# [INSTRUCTIONS FOR THE TASK]
All lines holding the word "that" should be located in the records and copied.

Items from a dataset:
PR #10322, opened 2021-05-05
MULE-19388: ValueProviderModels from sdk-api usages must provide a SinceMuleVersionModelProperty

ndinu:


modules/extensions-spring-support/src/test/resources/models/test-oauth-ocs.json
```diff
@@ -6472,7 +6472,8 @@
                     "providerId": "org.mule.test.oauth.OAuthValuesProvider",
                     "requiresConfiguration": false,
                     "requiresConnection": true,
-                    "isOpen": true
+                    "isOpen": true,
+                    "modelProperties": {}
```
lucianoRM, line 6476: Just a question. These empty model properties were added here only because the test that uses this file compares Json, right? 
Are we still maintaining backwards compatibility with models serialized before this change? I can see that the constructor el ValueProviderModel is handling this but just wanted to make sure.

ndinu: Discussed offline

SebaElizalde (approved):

# [TASK RESPONSE]
lucianoRM, line 6476: Just a question. These empty model properties were added here only because the test that uses this file compares Json, right? 
Are we still maintaining backwards compatibility with models serialized before this change? I can see that the constructor el ValueProviderModel is handling this but just wanted to make sure.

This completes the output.